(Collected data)
*** Begin section ***
PR #1496, opened 2019-07-16
Update tab focus state

### LINKED ISSUE #1472: Tabs focus state cropped in IE11
IE11 in Browserstack shows the focus correctly but in IE11 on native Windows 7 and 10 the focus appears cropped:

tabs-ie11

Edge on native Windows 10 displays the focus state correctly.

36degrees:
The ‘tab styling’ is currently applied to the link, with the list item doing very little in terms of presentation.

This is problematic when it comes to presenting the focus state, which we want to be tight around the tab text, and thus visually smaller than the tab. Our current approach, which creates the focus state using an `::after` pseudo-element, [doesn't render correctly in IE 11](https://github.com/alphagov/govuk-frontend/issues/1472).

By moving the tab styling to the list item, we can then make the link element smaller, and use an `::after` pseudo element to make the target area for the link fill the entire tab (the ['pseudo-content trick'](https://inclusive-components.design/cards/#thepseudocontenttrick)).

This also:

- generally tidies up the Sass a bit
- removes an unused `aria-current` ruleset in the Sass
- simplifies the focus state as we can just use the default link styles for IE8 as we do for accordions
- avoids setting the font on the entire tab panel content (it was being set on `govuk-tabs`)
- matches the tab colour to the background colour of the page rather than hardcoding to white
- tears down and restores the `aria-selected` attribute when moving to and from mobile

Fixes #1472. I suggest reviewing commit-by-commit.

## Screenshots

<details>
<summary>Chrome (macOS)</summary>
Chrome (macOS)
</details>

<details>
<summary>Safari (macOS)</summary>
Safari (macOS)
</details>

<details>
<summary>Firefox (macOS, custom colours)</summary>
Firefox (macOS, custom colours)
</details>

<details>
<summary>IE 8</summary>
IE 8
</details>

<details>
<summary>IE 9</summary>
IE 9
</details>

<details>
<summary>IE 10</summary>
IE 10
</details>

<details>
<summary>IE 11</summary>
IE 11
</details>

### DIFF
--- a/CHANGELOG.md
+++ b/CHANGELOG.md
@@ -207,6 +207,22 @@ If there are links back to radios or checkboxes components in your error summary
 
 [Pull request #1426: Make radios and checkboxes components easier to link to from error summary](https://github.com/alphagov/govuk-frontend/pull/1426)
 
+### Update the markup for tabs
+
+You do not need to do anything if you're using the Nunjucks macros.
+
+If you are not using the Nunjucks macros, remove the `govuk-tabs__tab--selected` class from the first tab's link, then add the `govuk-tabs__list-item--selected` class to the link's parent list item.
+
+```html
+<li class="govuk-tabs__list-item govuk-tabs__list-item--selected">
+  <a class="govuk-tabs__tab" href="#tab1">
+    Tab 1
+  </a>
+</li>
+```
+
+[Pull request #1496: Update the focus state for tabs](https://github.com/alphagov/govuk-frontend/pull/1443)
+
 ### Update start button icon
 
 [Start buttons](https://design-system.service.gov.uk/components/button/#start-buttons) have a new icon. Your start buttons will lose their current icons unless you replace the old icon with the new one.
--- a/src/govuk/components/tabs/_tabs.scss
+++ b/src/govuk/components/tabs/_tabs.scss
@@ -22,6 +22,7 @@
   }
 
   .govuk-tabs__list-item {
+    @include govuk-font($size: 19);
     margin-left: govuk-spacing(5);
 
     &::before {
@@ -33,7 +34,6 @@
 
   .govuk-tabs__tab {
     @include govuk-link-style-default;
-    @include govuk-font($size: 19);
 
     display: inline-block;
     margin-bottom: govuk-spacing(2);
--- a/src/govuk/components/tabs/_tabs.scss
+++ b/src/govuk/components/tabs/_tabs.scss
@@ -83,27 +83,6 @@
         text-align: center;
         text-decoration: underline;
 
-        &--selected {
-          $border-width: 1px;
-
-          position: relative;
-
-          margin-top: - govuk-spacing(1);
-
-          // Compensation for border (otherwise we get a shift)
-          margin-bottom: -$border-width;
-          padding-top: govuk-spacing(3) - $border-width;
-          padding-right: govuk-spacing(4) - $border-width;
-          padding-bottom: govuk-spacing(3) + $border-width;
-          padding-left: govuk-spacing(4) - $border-width;
-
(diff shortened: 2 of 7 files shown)


36degrees:
Suggested release note:

> ### Update the markup for tabs
> 
> You do not need to do anything if you're using Nunjucks macros.
>
> If you are not using the Nunjucks macros, remove the `govuk-tabs__tab--selected` from the first tab's link, and add the new class `govuk-tabs__list-item--selected` to its parent list item instead.
>
> ```html
> <li class="govuk-tabs__list-item govuk-tabs__list-item--selected">
>  <a class="govuk-tabs__tab" href="#tab1">
>   Tab 1
>  </a>
> </li>
> ```
>

36degrees:
Rebased and release note added.

CHANGELOG.md
```diff
@@ -207,6 +207,22 @@ If there are links back to radios or checkboxes components in your error summary
 
 [Pull request #1426: Make radios and checkboxes components easier to link to from error summary](https://github.com/alphagov/govuk-frontend/pull/1426)
 
+### Update the markup for tabs
```
nickcolley: This looks good to me. @m-green what do you think?

CHANGELOG.md
```diff
@@ -207,6 +207,22 @@ If there are links back to radios or checkboxes components in your error summary
...
+
+You do not need to do anything if you're not using using Nunjucks macros.
```
36degrees: Should we also say that the user doesn't need to do anything if they're not using tabs, or are we taking that as a given?

(We didn't seem to do it anywhere else)

nickcolley: People seem to search for things and check if they have them, and ignore things they dont use, that we saw...

CHANGELOG.md
m-green: Would this heading still be correct?

```suggestion
### Update the classes in tabs
```

m-green: Or 'Update tab classes'

CHANGELOG.md
m-green: Yep we should be ok not mentioning it. (Unless `govuk-tabs__tab--selected` appears in other non-tab components, but given the name I guess it wouldn't?)

m-green:
```suggestion
You do not need to do anything if you are not using Nunjucks macros.
```

CHANGELOG.md
```diff
@@ -207,6 +207,22 @@ If there are links back to radios or checkboxes components in your error summary
...
+
+If you are not using the Nunjucks macros, remove the `govuk-tabs__tab--selected` from the first tab's link, and add the new class `govuk-tabs__list-item--selected` to its parent list item instead:
```
m-green: Just a style tweak. I've assumed this should say if you *are* using Nunjucks macro, because line 212 already says 'if you are not'.

```suggestion
If you're using Nunjucks macros, remove the `govuk-tabs__tab--selected` class from the first tab's link, then add the `govuk-tabs__list-item--selected` class to the link's parent list item.

For example:
```

36degrees: D'oh! It's entirely the other way around, good spot.

36degrees: Line 212 also says 'using using'!

CHANGELOG.md
36degrees: Sort of… the class has also moved onto another element which makes it slightly more than just updating classes? 🤔

m-green: Ah yes, good point. How about just 'Update tabs'? Or stick with the original - this one's definitely not a dealbreaker.

36degrees: In which case I think I'll leave it as-is 👍

PR #1497, opened 2019-07-16
Users can now conditionally reveal content on pages with multiple grouped radios

nickcolley:
This pull request is a continuation of the work that @colinrotherham and @frankieroberto have proposed: https://github.com/alphagov/govuk-frontend/pull/1297

It is similar to Frankie's original suggestion but keeps the scope as small as possible to avoid running JavaScript unnecessarily.

Fixes https://github.com/alphagov/govuk-frontend/issues/1079
Closes #1297

### DIFF
--- a/src/govuk/components/radios/radios.js
+++ b/src/govuk/components/radios/radios.js
@@ -36,11 +36,13 @@ Radios.prototype.init = function () {
 }
 
 Radios.prototype.setAttributes = function ($input) {
-  var inputIsChecked = $input.checked
-  $input.setAttribute('aria-expanded', inputIsChecked)
-
   var $content = document.querySelector('#' + $input.getAttribute('aria-controls'))
-  if ($content) {
+
+  if ($content && $content.classList.contains('govuk-radios__conditional')) {
+    var inputIsChecked = $input.checked
+
+    $input.setAttribute('aria-expanded', inputIsChecked)
+
     $content.classList.toggle('govuk-radios__conditional--hidden', !inputIsChecked)
   }
 }
--- a/src/govuk/components/radios/radios.js
+++ b/src/govuk/components/radios/radios.js
@@ -52,14 +52,11 @@ Radios.prototype.handleClick = function (event) {
   }
   // Because checking one radio can uncheck a radio in another $module,
   // we need to call set attributes on all radios in the document
-  var $allInputs = document.querySelectorAll('input[type="radio"]')
+  //
+  // We also only want radios which have aria-controls, as they support conditional reveals.
+  var $allInputs = document.querySelectorAll('input[type="radio"][aria-controls]')
   nodeListForEach($allInputs, function ($input) {
-    // If a radio with aria-controls, handle click
-    var isRadio = $input.getAttribute('type') === 'radio'
-    var hasAriaControls = $input.getAttribute('aria-controls')
-    if (isRadio && hasAriaControls) {
-      this.setAttributes($input)
-    }
+    this.setAttributes($input)
   }.bind(this))
 }
 
--- a/src/govuk/components/radios/radios.js
+++ b/src/govuk/components/radios/radios.js
@@ -5,12 +5,11 @@ import { nodeListForEach } from '../../common'
 
 function Radios ($module) {
   this.$module = $module
-  this.$inputs = $module.querySelectorAll('input[type="radio"]')
 }
 
 Radios.prototype.init = function () {
   var $module = this.$module
-  var $inputs = this.$inputs
+  var $inputs = $module.querySelectorAll('input[type="radio"]')
 
   /**
   * Loop over all items with [data-controls]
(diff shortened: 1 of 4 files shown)


src/govuk/components/radios/radios.js
```diff
@@ -55,8 +55,12 @@ Radios.prototype.handleClick = function (event) {
   //
   // We also only want radios which have aria-controls, as they support conditional reveals.
   var $allInputs = document.querySelectorAll('input[type="radio"][aria-controls]')
+  var $clickedInput = event.target
   nodeListForEach($allInputs, function ($input) {
-    this.setAttributes($input)
+    // In radios, only radios with the same name will affect each other.
```
nickcolley: Can we have a test for this? :thinking:

src/govuk/components/radios/radios.js
```diff
@@ -40,18 +39,27 @@ Radios.prototype.setAttributes = function ($input) {
   var inputIsChecked = $input.checked
   $input.setAttribute('aria-expanded', inputIsChecked)
 
-  var $content = this.$module.querySelector('#' + $input.getAttribute('aria-controls'))
+  var $content = document.querySelector('#' + $input.getAttribute('aria-controls'))
```
nickcolley: Just realised I've confused myself.

This line is the one that's important that it isnt global, not the others.

https://github.com/alphagov/govuk-frontend/pull/1156

Going to have to figure this out...

nickcolley: I think, we can't assume that 'aria-controls' on a radio means that the user has only conditional reveals.

In this case that we fixed, they put their own aria-controls on the radio for something unrelated.

I think we'll need to do something at the initialisation stage to avoid this...

36degrees: We either need to have a way of querying the `$module` in which the given `$input` exists, or query the whole `document`, as `this.$module` will only search within the scope of the module of the _clicked_ radio.

In terms of checking for aria-controls on something unrelated, yesterday you suggested checking for `govuk-radios__conditional` in `$content.classList`, which sounds like a sane defence?

If we do that, then scoping this to the document seems OK to me as we'll always just be syncing the `--hidden` class with the checked state of the input?

src/govuk/components/radios/radios.js
```diff
@@ -40,18 +39,27 @@ Radios.prototype.setAttributes = function ($input) {
...
+  // We only want to handle clicks for radio inputs
+  if ($clickedInput.type !== 'radio') {
+    return
+  }
+  // Because checking one radio can uncheck a radio in another $module,
+  // we need to call set attributes on all radios in the same form, or document if they're not in a form.
+  //
+  // We also only want radios which have aria-controls, as they support conditional reveals.
+  var $scope = ($clickedInput.form || document)
+  var $allInputs = $scope.querySelectorAll('input[type="radio"][aria-controls]')
```
36degrees: This is probably something of an edge-case but this won't query any inputs that are outside of the form but associated with it using `form="form-id"` as they won't be children of the form.

I'd suggest instead checking the form attribute of both within the forEach, i.e. `if ($input.form === $clicked.form)`

src/govuk/components/radios/radios.js
```diff
@@ -40,18 +39,27 @@ Radios.prototype.setAttributes = function ($input) {
...
+  nodeListForEach($allInputs, function ($input) {
+    // In radios, only radios with the same name will affect each other.
+    if ($clickedInput.name === $input.name) {
```
36degrees: This check seems backwards to me, I think?

```suggestion
    if ($input.name === $clickedInput.name) {
```

src/govuk/components/radios/radios.js
36degrees: Because all this will do is sync the conditional reveals with the checked state of their inputs, we'd have to do something really weird, like having another set of radios with a conditional reveal that's 'out of sync' with its radios, and asserting that it doesn't sync them back up again.

It's such a synthetic scenario I'm not sure it makes much sense as a test.

src/govuk/components/radios/radios.js
nickcolley: Yeah I forgot about the idea of looking for that class, that'll be the ticket thanks Ollie.

nickcolley:
Blocking this on the release notes being merged, so I can add a CHANGELOG entry...

nickcolley:
I wasn't up to date with my branch on my work computer and force pushed over some of my changes, so I'll sort this out when I get home...

nickcolley:
@36degrees suggested that I use the GitHub info log in this pull request to target the commit before I forced pushed which worked fine...

src/govuk/components/radios/radios.js
```diff
@@ -37,21 +36,35 @@ Radios.prototype.init = function () {
 }
 
 Radios.prototype.setAttributes = function ($input) {
-  var inputIsChecked = $input.checked
-  $input.setAttribute('aria-expanded', inputIsChecked)
+  var $content = document.querySelector('#' + $input.getAttribute('aria-controls'))
```
hannalaakso: Non-blocking: It could be worth leaving a comment here to say that we use `document` as the scope to cater for the edge case when other radios with conditionals are part of the same group. It might not be immediately clear that there could be other radios that are in fact related even though they're outside `$module`.

nickcolley: I originally put a comment in but @36degrees thought that if we were doing this from scratch that we probably wouldnt have commented it. The case you're talking about is described in the test suite, so maybe that's enough? What do you think?

nickcolley: I think if someone changed this the tests would fail so I'm going to go with what Ollie and I discussed originally so can get this merged 🐎

edwardhorsford:
@nickcolley #1079 is about being able to group related radios together - is that made possible from this PR?

nickcolley:
@edwardhorsford this allows you to do the conditional reveals when you have groups of radios with the same name, so I think so! :)

This'll go out very soon in 3.0.0.

If you need a different use case feel free to open an new issue for us to consider.

Issue #68, opened 2026-08-18
Prove the three central theorems for vector/list over a variable-size element type (vectorVar / listVar)


irajgill:
## Motivation

The codec already serializes and deserializes `.vector t n` / `.list t cap` when `t` is variable-size (`list`, `bitlist`, mixed-field `container`, nested variable collections):

- `Spec/Serialize.lean`'s `serializeVarElemsAux` writes the offset-table wire format: `n` uint32 placeholders, then concatenated bodies, with the running offset seeded at `n * BYTES_PER_LENGTH_OFFSET`.
- `Spec/Deserialize.lean`'s non-`isFixedSize` branches call `extractCollOffsets` then `deserializeVarElems`. Lists recover `count` from `firstOff / 4`; the empty list is the empty buffer. Vectors still reject `n = 0`.

What is missing is the proof surface. `Supported` / `BasicSupported` only have `vectorFixed` / `listFixed` (`t.isFixedSize = true`). `Supported.vectorFixed`'s docstring still says the variable-size offset-table read is not implemented; that is stale. README / `docs/PLAN.md` Stage 18 name this as the remaining composite gap after mixed-field containers (#27 / #28 / #29).

This is the August cell of the EPF joint proposal: close the last codec-implemented composite arm so the three central theorems cover every type the encoder and decoder actually handle (modulo the schema-level `MAX_LENGTH` guard, #61).

## Scope

Add `vectorVar` / `listVar` constructors to `SSZType.Supported`, `SSZType.SupportedBounded`, and `SSZType.BasicSupported` (alongside the existing `*Fixed` constructors, not replacing them), and prove `decode_encode`, `serialize_injective`, `encode_size_le_max` for both. `serialize_injective` inherits from `decode_encode`.

### Preconditions on `BasicSupported.vectorVar t n`

- `0 < n` (decoder rejects empty vectors, same as `vectorFixed`)
- `BasicSupported t`
- `t.isFixedSize = false` (routes encode/decode onto `serializeVarElemsAux` / `deserializeVarElems`)
- `maxByteLength (.vector t n) < MAX_LENGTH` after the bound fix below (uint32-offset overflow guard; running offsets start at `n * 4` and grow by body sizes)

### Preconditions on `BasicSupported.listVar t cap`

- `BasicSupported t`
- `t.isFixedSize = false`
- `maxByteLength (.list t cap) < MAX_LENGTH` after the bound fix (same overflow guard; empty list is in-bounds)

[...]

PR #70, opened 2026-08-18
feat(sizzlean): groundwork for variable-element vector/list proofs

irajgill:
## Summary

Second of three PRs for #68. This PR adds proof groundwork in `Proofs/CollectionVar.lean`. Predicate and dispatcher changes remain in #75, so this slice builds on its own.

#69 is already on `main`. Homogeneous collections have one element type `t`. The proofs induct on the element list and reuse the existing uint32 codec bridge from `ContainerVar`.

- **Offset-list plumbing** (`collOffsetsOf`): records the running offsets written by `serializeVarElemsAux`.
- **Encoder accounting** (`size_serializeVarElemsAux_offs`): proves that the offset table has size `xs.length * 4`. At the encoder seed, the first encoded offset is `n * 4`. The vector decoder takes `count` from `n`. Roundtrip uses the encoder's canonical first offset. Decoder canonicity remains outside #68.
- **First-offset read** (`readUInt32LE_serializeVarElemsAux_cons`): proves that the list decoder reads the seeded `varOff`. Together with `toNat_toUInt32_of_lt`, this recovers `count = firstOff / 4`.
- **Size walker** (`size_serializeVarElemsAux_le_max` and its collection specializations): bounds the encoded size using the formula from #69. The later roundtrip proofs use this bound for uint32 offsets.
- **Offset-extraction inverse** (`extractCollOffsets_serializeVarElemsAux`): proves that extraction from encoder output recovers the running offsets.

The PR also changes `extractCollOffsets` from `private` to `protected`, matching `extractFieldOffsets`.

## Verification

- `lake build SizzLean SizzLeanTests`
- Axiom audit on every new theorem
- Accounting and size lemmas use only their standard kernel dependencies
- Placeholder-reading lemmas reuse one existing `bv_decide` axiom from the uint32 bridge

## Test plan

- [x] SizzLean and SizzLeanTests build
- [x] New theorem axioms checked
- [x] CI passes
- [x] #69 is on `main`

## LICENSE (LGPL version 3)

### DIFF
--- a/packages/SizzLean/SizzLean/Proofs/CollectionVar.lean
+++ b/packages/SizzLean/SizzLean/Proofs/CollectionVar.lean
@@ -20,12 +20,11 @@ a follow-up, once this file's lemmas are available to build on and
 once `containerVar` is on `main` (the `BasicSupported` matchers grow
 two constructors; that arm must already be exhaustive).
 
-Homogeneous collections, so this is closer to `Proofs/FixedElems.lean`
-than to `Proofs/ContainerVar.lean`: one element type `t`, induction
-on the element list. No new heterogeneous mutual predicate. The
-uint32 codec bridge (`readUInt32LE_uint32LE_append`,
-`readUInt32LE_append_shift`, `toNat_toUInt32_of_lt`) is reused from
-`ContainerVar` rather than re-proved.
+Homogeneous collections have one element type `t`, so the proof
+inducts on the element list as `Proofs/FixedElems.lean` does. The
+existing uint32 codec bridge from `ContainerVar`
+(`readUInt32LE_uint32LE_append`, `readUInt32LE_append_shift`,
+`toNat_toUInt32_of_lt`) supplies the byte-level inverse.
 
 ## Wire format (what the lemmas below characterize)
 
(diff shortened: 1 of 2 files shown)


leolara:
Reviewed the rebased head (`09a0fe2`). The module builds clean, has no
`sorry`, and the axiom footprint matches the description: the accounting and
size lemmas use only `propext` + `Quot.sound`, and the two offset-reading
lemmas add `Classical.choice` plus the one `bv_decide` certificate already
inherited from `ContainerVar`.

Every lemma statement checks out against the code. `collOffsetsOf` mirrors
`serializeVarElemsAux`, the `varOff` seed of `xs.length * BYTES_PER_LENGTH_OFFSET`
matches both encoder call sites (`Spec/Serialize.lean:320`, `:331`), and the
two `maxByteLength` specializations match the `.vector` / `.list` non-fixed
arms. The `private` to `protected` change on `extractCollOffsets` is complete
and follows the `extractFieldOffsets` convention.

One thing to raise.

**A decoder gap that blocks the proofs this PR is groundwork for. Filed as #81.**

Neither collection arm anchors the first offset to the size of the offset
table, so both accept `off₀ = 0`, which points back into the table. The
container arm does check this (`Deserialize.lean:433`). The consequence is
that `serialize (deserialize b) = b` fails on buffers the decoder accepts.

This matters here specifically: the `vectorVar` and `listVar` arms of
`decode_encode` and `serialize_injective`, the theorems #68 tracks and these
lemmas feed, cannot be stated truthfully until the decoder rejects those
buffers. The property they would assert is false today. #81 has the failing
cases as runnable `native_decide` examples.

Worth folding the fix into this PR rather than filing it forward, since the
proof work is blocked on it either way.

leolara:
I edited the comment above to drop a second point about
`set_option maxHeartbeats 4000000`. I thought the raise was unwarranted. I
was wrong. Every module in `SizzLean/Proofs/` raises the limit, and 4000000
matches `ContainerVar`, which this proof is modelled on.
*** End section ***
Return all lines in the data that include the word "being".

- avoids setting the font on the entire tab panel content (it was being set on `govuk-tabs`)
Blocking this on the release notes being merged, so I can add a CHANGELOG entry...
@nickcolley #1079 is about being able to group related radios together - is that made possible from this PR?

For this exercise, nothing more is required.